Amd Phenom x6 1055t------->10.5k
Mobo Msi 890fx 11k
ram g skill 2x2 gb 1333mhz 6.3k
seagate 1 tb 4.5k
cabby cm690 4.5k
corsair 650tx 6.4k
mouse and keyboard  logitech wireless 1.4k
ups 50va apc 2.3k
dvd drive sony dl dvd rw 1.2k


----------



## Jaskanwar Singh (May 26, 2010)

i suggest the following-
but make sure you buy or have a graphic card.

Core i7 930 2.8GHz @ 13.9k
MSI X58 Pro @ 10.8k
Transcend 2*2GB DDR3 1333MHz C9 @ 5.8k
Seagate Barracuda 7200.12 1TB @ 4.2k
LG 22x DVD @ 1.1k
Corsair VX550W @ 4.7k
NZXT M59 @ 3.8k
Logitech Multimedia Keyboard/Mouse Combo @ 0.8k

total = 45.1k


----------



## saurabh_1e (May 26, 2010)

gigabyte board will be too costly leave it 
msi is more vfm 
biostar 890fx will come for 7.5k but i am not sure of it quality


----------



## mavihs (May 26, 2010)

Can you fill the below questionnaire so i can suggest you a good config!   

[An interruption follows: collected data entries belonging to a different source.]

PR #307, opened 2020-12-07
add GitHub Actions-based CI

japaric:


japaric:
@RalfJung this PR ports the CI to GitHub Actions (GHA). The macOS build job is preserved. the `cargo_check_check_no_ctoml` test  fails with the 2019 toolchain but passes with a recently nightly toolchain. I can repro the test failure locally (with the 2019 toolchain; a 2020 toolchain works fine), even running the existing `ci/script.sh` (Travis CI commands) instead of the GHA commands. Any clue why that may be? 

Manually reproducing the `xargo-check` invocation from a Cargo project that doesn't contains a Cargo.toml is a no-op with the 2019 toolchain; the same invocation produces output with a 2020 toolchain.

RalfJung:
>  the cargo_check_check_no_ctoml test fails with the 2019 toolchain but passes with a recently nightly toolchain. I can repro the test failure locally (with the 2019 toolchain; a 2020 toolchain works fine), even running the existing ci/script.sh (Travis CI commands) instead of the GHA commands. Any clue why that may be?

No idea what's happening there.
How recent of a 2020 toolchain did you have to use to make it pass?

> Manually reproducing the xargo-check invocation from a Cargo project that doesn't contains a Cargo.toml is a no-op with the 2019 toolchain

Did you `rm ~/.xargo -rf`? The xargo test suite is rather fragile in how it depends on global state.

.github/bors.toml
```diff
@@ -0,0 +1,2 @@
+delete_merged_branches = true
+status = ["ci"]
```
RalfJung, line 2: What is this file about? I don't think I saw it before. There's also still `bors.toml` in the root.

japaric:
> How recent of a 2020 toolchain did you have to use to make it pass?

I only tried the nightly I had installed around: `2020-10-24`. I'll try again with the 2019 toolchain after removing the `~/.xargo` directory and see if that makes any difference.

.github/bors.toml
japaric: this is the same file as the `bors.toml` file that was in the root. the bors.toml can be either in the root or in the .github folder (apparently?). I can put back in the root to reduce churn.

japaric:
this appears to work:
``` console
$ rm -rf ~/.xargo
$ rustup default nightly-2019-12-01
$ # run only the test that was failing
$ cargo test --features dev -- ctoml
running 1 test
test cargo_check_check_no_ctoml ... ok
```

Now, let's see if I can make it fail again.

> Did you rm ~/.xargo -rf? The xargo test suite is rather fragile in how it depends on global state.

shouldn't CI do something like this (`rm -rf ~/.xargo`)? it runs tests in parallel and those test modify ~/.xargo (iirc)

japaric:
> Now, let's see if I can make it fail again.

running the test twice in a row fails:

``` console
$ rm -rf ~/.xargo
$ rustup default nightly-2019-12-01
$ # run only the test that was failing
$ cargo test --features dev -- ctoml
running 1 test
test cargo_check_check_no_ctoml ... ok

$ cargo test --features dev -- ctoml
running 1 test
test cargo_check_check_no_ctoml ... FAILED
```

`rm -rf ~/.xargo` makes it pass again

japaric:
> running the test twice in a row fails:

weird, this also fails with `nightly-2020-10-24`. maybe when tests are run in parallel this test has a non zero chance to pass / fail?

japaric:
OK, cleaning the *target* sysroot at the *start* of the `check_no_ctoml` fixes the issue locally. Let's see if GHA agrees.

I think the issue was that `check_no_ctoml` uses `HProject` but that doesn't clear the *target* sysroot. The test is cross compiling to windows so the target sysroot is only built if there wasn't one before in ~/xargo. All other tests that involve cross compilation use `Project` which clears the target sysroot when dropped.

japaric:
finally green. I think the issue in the CI was that I originally set ` CARGO_TERM_COLOR` to `always`; this caused `xargo-check` output to include ANSI escape codes for the colors and this made the `contains("Checking core")` assertion fail ("Checking" was colored and surrounded by ANSI escape codes)

japaric:
bors try
(let's see if bors works)

japaric:
bors try

japaric:
bors try

japaric:
bors try

japaric:
for some reason bors is no longer working on my existing repos (only on new ones) so I have changed branch protection to gate merging pull request on (GHA) CI passing.

RalfJung:
> shouldn't CI do something like this (rm -rf ~/.xargo)? it runs tests in parallel and those test modify ~/.xargo (iirc)

CI carefully (or accidentally) makes sure that all tests use different targets. Thus, if the `.xargo` folder is clean in the beginning, all tests will actually run. That was my interpretation of the behavior I saw, anyway.^^
Probably CI should use a per-test XARGO_HOME instead...

> for some reason bors is no longer working on my existing repos (only on new ones) so I have changed branch protection to gate merging pull request on (GHA) CI passing.

Eh, that's very strange...
https://app.bors.tech/repositories/5730 does see your PR though.

bors.toml
```diff
@@ -1,3 +1,2 @@
-status = [
-  "continuous-integration/travis-ci/push",
-]
\ No newline at end of file
+delete_merged_branches = true
```
RalfJung, line 1: Maybe this `delete_merged_branches` is causing trouble?

RalfJung:
Or maybe you ran into https://github.com/bors-ng/bors-ng/issues/806?

tests/smoke.rs
```diff
@@ -913,15 +913,18 @@ fn cargo_check_check() {
 #[test]
 fn cargo_check_check_no_ctoml() {
     fn run() -> Result<()> {
+        const TARGET: &str = "i686-pc-windows-gnu";
         let project = HProject::new(false)?;
+        // should be OK as long as other tests don't use the same target
```
RalfJung, line 918: Maybe add a comment that we need to do this because this is a cross-test using `HProject` instead of `Project`.

RalfJung:
bors ping

RalfJung:
@notriddle thanks a lot, seems to work again :)

tests/smoke.rs
japaric: done

japaric:
bors try
^ this should make "bors" show up in the "recent CI checks" section of the branch protection setting page. once it appears there I'll restore the old branch protection settings

japaric:
bors ping

japaric:
bors try

japaric:
> Already running a review

that "try" [failed](https://github.com/japaric/xargo/actions/runs/411422603) due to a syntax error so it didn't report a "ci" status; now bors thinks the "try" has not yet finished?

japaric:
bors try

japaric:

> 1. What is your MAX budget?
> 2. Are you open to alternate  ideas/products giving similar better   performance but offering more VFM/  sellers? If not- why?
> 3. What is the purpose of the computer? (Note:  If you are planning to   say multimedia, you will have to be more specific  as all types of   systems are capable of doing that)
> 4. Planning to  overclock?
> ...


----------



## Jaskanwar Singh (May 26, 2010)

saurabh_1e said:


> gigabyte board will be too costly leave it
> msi is more vfm
> biostar 890fx will come for 7.5k but i am not sure of it quality



i think i7 is better for gaming


----------



## mavihs (May 26, 2010)

> NZXT M59 @ 3.8k


NZXT isn't available in Delhi! 

@OP
which GPU will you be adding, as the SMPS will depend on that!


----------



## coderunknown (May 26, 2010)

Jaskanwar Singh said:


> i suggest the following-
> but make sure you buy or have a graphic card.
> 
> Core i7 930 2.8GHz @ 13.9k
> ...



really great config. just change ram to a better one & the HDD to WD Black. done.


----------



## mavihs (May 26, 2010)

> Core i7 930 2.8GHz @ 13.9k
> MSI X58 Pro @ 10.8k
> Transcend 2*2GB DDR3 1333MHz C9 @ 5.8k


i7 has tri-channel not dual channel!


----------



## Jaskanwar Singh (May 26, 2010)

changing ram and hdd -

Core i7 930 2.8GHz @ 13.9k
MSI X58 Pro @ 10.8k
Corsair TW3X4G-1600C9DHX 4GB Kit @ 6.6k
Western Digital Caviar Black 1TB @ 5.3k
LG 22x DVD @ 1.1k
Corsair VX550W @ 4.7k
NZXT M59 @ 3.8k
Logitech Multimedia Keyboard/Mouse Combo @ 0.8k

total = 47k


----------



## saurabh_1e (May 26, 2010)

for ram get gskill 3x 2gb tri channel kit  1333mhz or
                          3 x 1gb tri channel kit  1333mhz


tri channel is supported by core i 7 9xx and it will be faster than dual channel

---------- Post added at 03:34 PM ---------- Previous post was at 03:32 PM ----------

and get 2 x 500gb hdd 
I always prefer 2 x 500gb hdd because even if one fails you are left with your imp data saved and your rig working

---------- Post added at 03:37 PM ---------- Previous post was at 03:34 PM ----------

nzxt may be available with smc international 
when i bought my rig from him on 18 may he told me that he is getting few nzxt cabby within two weeks


----------



## Jaskanwar Singh (May 26, 2010)

3x2 gb tri channel is costly

i found this on itwares -
G.SKILL 3GB (3 x 1GB) DDR3 1333 Triple Channel Kit Model F3-10666CL9T-3GBNQ @ 4.7k


----------



## mac555 (May 26, 2010)

i would be getting ati 5770 or ati 5850(if funds available).....and isnt i7 way at dead end as  sandy bridge coming in 2011...and am3 way more future proof...And i will overclock too as i have sunbeamtech core contact freezer 120....


----------



## saurabh_1e (May 26, 2010)

if overclocking and want to be future proof then go with amd blindly.
these were only the reason i got an amd phenom x6 1055t .


----------



## coderunknown (May 26, 2010)

mac555 said:


> i would be getting ati 5770 or ati 5850(if funds available).....and isnt i7 way at dead end as  sandy bridge coming in 2011...and am3 way more future proof...And i will overclock too as i have sunbeamtech core contact freezer 120....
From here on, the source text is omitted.